Clinical Relevance of Cardiac Iron Overload Estimated by MRI T2* in Regularly Transfused Low Risk MDS.

Background: Cardiac iron overload is the first cause of mortality in thalassemia. In MDS, a causal relationship between cardiac iron overload and death is not as well established and heart complication may be of intricate origins in these elderly pts. Cardiac MRI T2* allows accurate measurement of heart iron and is influenced by iron content only (and not by other cardiac diseases). T2* value < 20ms is clearly associated with cardiac iron overload. A few reports (Winder et al ASH 2005,

Methods: We prospectively evaluated by MRI both cardiac T2* according to Anderson (Eur Heart J 2001) and liver iron content (LIC ) according to Gandon (Lancet 2004) and cardiac function by echocardiography in multitransfused low risk MDS pts. Cardiac MRI T2* was also assessed in 33 controls.

Results: 21 MDS were analyzed, 9M/12F. Median age: 75 years ( 50–83); FAB : RA= 3, RAS=13, RAEB = 3, CMML n=1, unclassified n=1. Karyotype: fav n= 1, Int n= 18, failure n=1. IPSS: low n= 10, Int I n= 10, unavailable n=1. Median interval from MDS diagnosis and first transfusion was 40 and 24 months respectively. At inclusion, median number of RBC units transfused was 81 (range 6–282, and greater than 100 in 8 pts). Median serum ferritin level was 2152 ng/ml and 11 patients were on chelation therapy (CT). 9/21 pts had cardiac symptoms and were on cardiac therapy. LVEF was below normal (55%) in 3/21 cases. Left ventricular telediastolic diameter LVTD was above normal (normal 53 mm) in 6/14 pts evaluated. Median LIC was 350 micromoles/g/dw (95–898 ). Median Cardiac T2* was 27 ms (8–74) and did not differ significantly from controls (T2*=27ms+/−6.4). No correlation was found between cardiac T2* and ferritin, LIC, LVEF, time from MDS diagnosis. However 3/21 pts had cardiac iron overload with T2* < 20 (18ms,15ms,8ms respectively). LVEF and number of RBC units transfused of these pts was respectively 69%,51%,33% and 119,150,282 RBC units. Two of them were on iron CT, one of them since 8 years. The last 2 pts had clinical signs of cardiac failure unexplained by other causes and both had increased LVTD.
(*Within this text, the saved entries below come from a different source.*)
PR #12328, opened 2023-07-09
[py] added type checks in `setter` methods of different browser options

sandeepsuryaprasad:

### Description
Added type checks in `setter` methods of different browser options.

### Motivation and Context
The type check was not being done before setting the values of some browser options (e.g `binary_location`) in setter methods of different browsers. I have added these validations in `setter` methods of below options.
- `chromium/options.py`
- `firefox/options.py`
- `safari/options.py`
- `wpewebkit/options.py`
- `safari/services.py`

### Types of changes

### Checklist


py/selenium/webdriver/chromium/options.py
```diff
@@ -51,6 +51,8 @@ def binary_location(self, value: str) -> None:
         :Args:
          - value: path to the Chromium binary
         """
+        if not isinstance(value, str):
+            raise TypeError("Binary Location must be a string")
```
AutomatedTester: Since we're repeating the message all over, it might be worth added the error messages to variables and use that? Since we have the base class the error messages could live there and then we know each subclass has the same error message.

```suggestion
            raise TypeError(self.BINARY_LOCATION_ERROR)
```

sandeepsuryaprasad: Yes. We can include all common error messages in base class so that we can make use of it in sub-classes. let me give a try.

sandeepsuryaprasad: > Since we're repeating the message all over, it might be worth added the error messages to variables and use that? Since we have the base class the error messages could live there and then we know each subclass has the same error message.

Added class variable `BINARY_LOCATION_ERROR` in `ArgOptions` class to hold common binary error message.

AutomatedTester (approved):

PR #12335, opened 2023-07-10
[java] fixed partial matches for UrlTemplate

joerg1985:
### Description
Only match a url when it is a full match and not a partial match. e.g. 
the template `/element` should not match for `/something-with-element-in-it`

### Motivation and Context
This might lead to requests taking the wrong route, e.g. the CustomLocatorHandlerTest did pass because of this.

### Types of changes

### Checklist

### DIFF
--- a/java/src/org/openqa/selenium/remote/http/UrlTemplate.java
+++ b/java/src/org/openqa/selenium/remote/http/UrlTemplate.java
@@ -24,37 +24,48 @@ import java.util.Map;
 import java.util.regex.Matcher;
 import java.util.regex.Pattern;
 
-/** An incredibly bad implementation of URL Templates, but enough for our needs. */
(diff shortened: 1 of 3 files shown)


java/src/org/openqa/selenium/remote/http/UrlTemplate.java
```diff
@@ -24,37 +24,48 @@
 import java.util.regex.Matcher;
 import java.util.regex.Pattern;
 
-/** An incredibly bad implementation of URL Templates, but enough for our needs. */
+/** A bad implementation of URL Templates, but enough for our needs. */
```
titusfortner, line 27: This is my favorite update.

joerg1985: I couldn't resist :D

PR #12336, opened 2023-07-10
[grid] reject requests only if it has been in the queue before trying…

joerg1985:
### Description
Reject requests only if it has been in the queue before trying to create the sessions.

### Motivation and Context
This fixes a race condition, when `--reject-unsupported-caps` is set to true and the request is added to the queue while the `NewSessionRunnable` is executed.

### Types of changes

### Checklist

### DIFF
--- a/java/src/org/openqa/selenium/grid/distributor/local/LocalDistributor.java
+++ b/java/src/org/openqa/selenium/grid/distributor/local/LocalDistributor.java
@@ -753,7 +753,17 @@ public class LocalDistributor extends Distributor implements AutoCloseable {
 
     @Override
     public void run() {
-      boolean loop = true;
+      Set<RequestId> inQueue;
+      boolean loop;
+      if (rejectUnsupportedCaps) {
+        inQueue = sessionQueue.getQueueContents().stream()
+          .map(SessionRequestCapability::getRequestId)
+          .collect(Collectors.toSet());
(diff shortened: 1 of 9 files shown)


java/src/org/openqa/selenium/grid/distributor/local/LocalDistributor.java
```diff
@@ -753,7 +753,10 @@ private class NewSessionRunnable implements Runnable {
 
     @Override
     public void run() {
-      boolean loop = true;
+      Set<RequestId> inQueue = sessionQueue.getQueueContents().stream()
+        .map(SessionRequestCapability::getRequestId)
+        .collect(Collectors.toSet());
+      boolean loop = !inQueue.isEmpty();
```
diemol: This is querying the whole queue on each execution, I would prefer to avoid that.

diemol (changes requested):

java/src/org/openqa/selenium/grid/distributor/local/LocalDistributor.java
joerg1985: I update the code to read the queue only when the `rejectUnsupportedCaps` flag is set, when the flag is not set there is no need to read it.

Note: There is another change in the last push to avoid creating copies of the `ImmutableCapabilities`.

diemol (approved):

Issue #1839, opened 2016-03-18
Python client keys_to_typing no longer handles non-string iterable


joshbruning:
https://github.com/SeleniumHQ/selenium/commit/d095cd2a410cbf8ffd95cac9aed364221151f722
regressed keys_to_typing in the Python client.

## Expected Behavior -
Send list [Keys.ENTER], results in enter key press.

## Actual Behavior -
Send list [Keys.ENTER], results in "[u'\ue007']" sent to a text box.

PR #12340, opened 2023-07-11
[py] fixed a bug in function `keys_to_typing` in `common/utils`

sandeepsuryaprasad:

### Description
The argument `value` in `keys_to_typing` function in `common/utils`, can never be an instance of `Keys` class. The `value` will be either a `str` or `int` or `float`.

### Motivation and Context
- One of the conditional statement never gets executed in function `keys_to_typing` due to the fact that the value of `value` argument can never be an instance of `Keys` class. 
- The values for `value` argument could be either a string `str` or `int` or `float`
- If the value is `int` or `float`, we are explicitly casting it to a `str` and appending each item to a list `_typing`
- Also, there are 2 `for` loops which was kind of redundant. I have fixed this redundancy by eliminating one of the loop.

### Types of changes

### Checklist

### DIFF
--- a/py/selenium/webdriver/common/action_chains.py
+++ b/py/selenium/webdriver/common/action_chains.py
@@ -18,7 +18,6 @@
 """The ActionChains implementation."""
 from __future__ import annotations
 
-import warnings
 from typing import TYPE_CHECKING
 from typing import List
 from typing import Optional
--- a/py/selenium/webdriver/common/service.py
+++ b/py/selenium/webdriver/common/service.py
@@ -218,5 +218,7 @@ class Service(ABC):
             raise
         except OSError as err:
             if err.errno == errno.EACCES:
-                raise WebDriverException(f"'{os.path.basename(self._path)}' executable may have wrong permissions.") from err
+                raise WebDriverException(
+                    f"'{os.path.basename(self._path)}' executable may have wrong permissions."
+                ) from err
             raise
--- a/py/selenium/webdriver/common/utils.py
+++ b/py/selenium/webdriver/common/utils.py
@@ -24,7 +24,6 @@ from typing import Optional
 from typing import Union
 
 from selenium.types import AnyKey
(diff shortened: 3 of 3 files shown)


titusfortner:
The code you removed was to fix this bug - https://github.com/SeleniumHQ/selenium/issues/1839
We need to verify we didn't cause the problem again.

sandeepsuryaprasad:
No, the change that I have made is not breaking the fix https://github.com/SeleniumHQ/selenium/issues/1839 
I just reverified by running all typing related tests once again in my local. 
when you say `element.send_keys(Keys.TAB)`, `Keys.TAB` gets evaluated to unicode `\ue004` string. Now a unicode string is being passed to `keys_typing_to`, which is not an `int` or `float`. So I am directly appending the unicode string to `_typing` list.

The problem with the current code is that with the line `if isinstance(val, Keys)` the argument `val` can never be an instance of class `Keys`. This code never gets executed and it always jumps to the  `else` block. In `else` block the unicode string is getting appended to the list `_typing`

AutomatedTester (approved):

AutomatedTester:
There are some conflict. Could you look and correct and I will get it merged

sandeepsuryaprasad:
> There are some conflict. Could you look and correct and I will get it merged

@AutomatedTester Please do not merge this PR since it is conflicting with one more commit https://github.com/SeleniumHQ/selenium/commit/a0e569b0825e19bbd1e931cdaffa48ae98efe090

isaulv:
I think the intention of checking for `Keys` is that it's suppose to check for control/modifier keys. 
Can you update your pull request? Can you check if there are tests for action chains that test things like ctrl-c ctrl-v?

diemol:
@sandeepsuryaprasad did you want to continue with this PR?

sandeepsuryaprasad:
> @sandeepsuryaprasad did you want to continue with this PR?

@diemol you can close this for now.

Conclusions: Although cardiac T2* did not differ significantly in transfused MDS and in controls, 3 heavily transfused (all in the 8 patients who had received >100 RBC units) had clear cardiac iron overload, clinically relevant in 2 of them and not correlated with higher liver iron overload. Differences between our study and previous studies could be due to the higher number of transfused RBC units in our pts with abnormal T2*, as compared to a median of 50 in the study of Winder, but further studies are required to confirm this finding.